Seven out of eight major gun control measures supported by Gov. Ralph Northam are on the way to the governor’s desk for his signature. The legislation includes bills that limit handgun purchases to one per month, a background check on all firearms sales, and extreme risk protection orders, also known as the red flag law.

Other legislation that passed in the home stretch included decriminalization of marijuana, but efforts to legalize marijuana were squashed to the dismay of advocates. The decriminalization bill does away with the criminal penalty for simple marijuana possession, instead instating a $25 civil penalty for a person caught with not more than 1 ounce of marijuana. The Senate amended the bill from the original amount of not more than a half-ounce.

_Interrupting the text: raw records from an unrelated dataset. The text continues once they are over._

PR #1569, opened 2022-03-14
Testing impact of removing image on opt in prompt

liamness:
## What does this change?

Creates two variants of the post sign in prompt, one with an image and one without, to test the impact on opt in rates

## How to test

Set `GU_mvt_id` to 0 to see the image, and to 1 to remove it.

Consider effect on opt in rates after test has run for one week.

### Mobile, variant with image

image

### Mobile, variant without image

image

### Tablet, variant with image

image

### Tablet, variant without image

image

## Accessibility


liamness:
[Test removing the image for the marketing consent in sign in flow (S)](https://trello.com/c/6NqD5kjm/3853-test-removing-the-image-for-the-marketing-consent-in-sign-in-flow-s)

liamness:
Rolling out the post sign in prompt has broken some E2E tests. Think I know how to fix this for the tests not using Okta, but the Okta ones may require a bit more investigation. Also raises the question of whether there should be coverage for the prompt in the E2E tests (I am thinking it should really be one or the other).

PR #1570, opened 2022-03-15
Set validate email and password set securely flags in Okta

rebecca-thompson:
## What does this change?
When a user changes their password via the welcome or set password flow, or resets their password, we set the `emailValidated`, `lastEmailValidatedTimestamp`, `passwordSetSecurely` and `lastPasswordSetSecurelyTimestamp` values in Okta. These fields are then used to determine whether a user has access to certain pages or if they need to perform an additional security measure.

## How to test
This has been tested locally and in CODE.


rebecca-thompson:
[Write emailValidated & passwordSetSecurely fields to Okta in gateway](https://trello.com/c/yXnv4d2q/3843-write-emailvalidated-passwordsetsecurely-fields-to-okta-in-gateway)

“For far too long our approach to cannabis has needlessly saddled Virginians, especially African Americans and people of color, with criminal records,” Attorney General Mark Herring said in a statement. “Those days are over.”

Herring, who pushed for the legislation, said there were 29,000 marijuana possession arrests in 2018. He also said decriminalization is an important first step toward legal, regulated adult use.

Lawmakers reached a compromise to increase the minimum wage, with a bill that gradually increases the wage to $9.50 in 2021, $11 in 2022 and up to $12 in 2023. Following these raises, the measure is to be brought before the General Assembly for a future vote that must pass by 2024 in order to guarantee that the wage can reach $15 by 2026.

Democrats also pushed through an amended bill that allows access to collective bargaining for public employees — such as teachers and firefighters — in localities where local governments choose to participate. Sens. Bill DeSteph, R-Virginia Beach, and Amanda Chase R-Chesterfield, criticized these policies, which they said create hurdles for enterprises.

“We’ve just crushed the small business atmosphere,” DeSteph said in a video posted on Facebook. “CNBC had us as the No. 1 place to do business. We’re going to be in the 20s after this. It’s a very sad day for the commonwealth.”

Freshman Sen. Ghazala Hashmi, D-Richmond, who defeated one-term incumbent Glen Sturtevant in November, reflected back on her first session.

“It’s been incredible, I have immersed myself in all the issues and critical pieces of legislation that we have had,” Hashmi said. “We have been able to pass some very important bills this year, for immigrant rights and for education, focusing on teachers and higher education, I’ve really enjoyed the work and am looking forward to coming back next year.”

In the House, Democrats held 55 seats to the Republican’s 45 seats. Democrats ushered changes that Del. Lee Carter, D-Manassas, felt will be instrumental in improving the lives of Virginians.

“With the partisan change in both chambers, the question coming down here was: ‘What kind of majority are we going to be?’” Carter said. “Whether we were going to be the type of majority that stood unequivocally for working people, against corporate interests and decided to make lives better for the people that desperately needed it, or if we were going to be a majority that was content to merely not be as bad as the Republicans.”

Carter said that he was happiest with the outcome of his bill that capped the price of insulin at $50 for a month’s worth.

“I introduced the bill with the cap at $30, the Senate put it at $50,” Carter said. “I’m hoping that the governor will put it back down to $30 or even lower, so we can get some relief to those people who have health insurance but their deductibles and copays are too high for them to be able to afford their insulin products.”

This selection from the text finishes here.